Exercise goal – Copy exactly the lines of the data below that run from the line holding "--- a/mitmproxy/tools/_main.py" through the line holding "on the overall", both ends included.

Material provided –
PR #3700, opened 2019-11-15
Ctrl-C should prompt the user before exiting

Jessonsotoventura:
Currently hitting q inside of mitmproxy prompts the user before quitting. Ctrl-C should match that behavior and prompt the user before quitting.

### DIFF
--- a/mitmproxy/tools/_main.py
+++ b/mitmproxy/tools/_main.py
@@ -11,7 +11,6 @@ import signal
 import typing
 
 from mitmproxy.tools import cmdline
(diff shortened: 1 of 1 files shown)


mhils:
👍  on the overall change, but our mitmdump executables don't ship with `mitmproxy.tools.console`: https://travis-ci.org/mitmproxy/mitmproxy/jobs/612168142#L2799

I'd be fine with changing the check to `getattr(master, "prompt_for_exit", master.shutdown)`

mhils:
Awesome, thanks! 👍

Answer space –
--- a/mitmproxy/tools/_main.py
+++ b/mitmproxy/tools/_main.py
@@ -11,7 +11,6 @@ import signal
 import typing
 
 from mitmproxy.tools import cmdline
(diff shortened: 1 of 1 files shown)


mhils:
👍  on the overall change, but our mitmdump executables don't ship with `mitmproxy.tools.console`: https://travis-ci.org/mitmproxy/mitmproxy/jobs/612168142#L2799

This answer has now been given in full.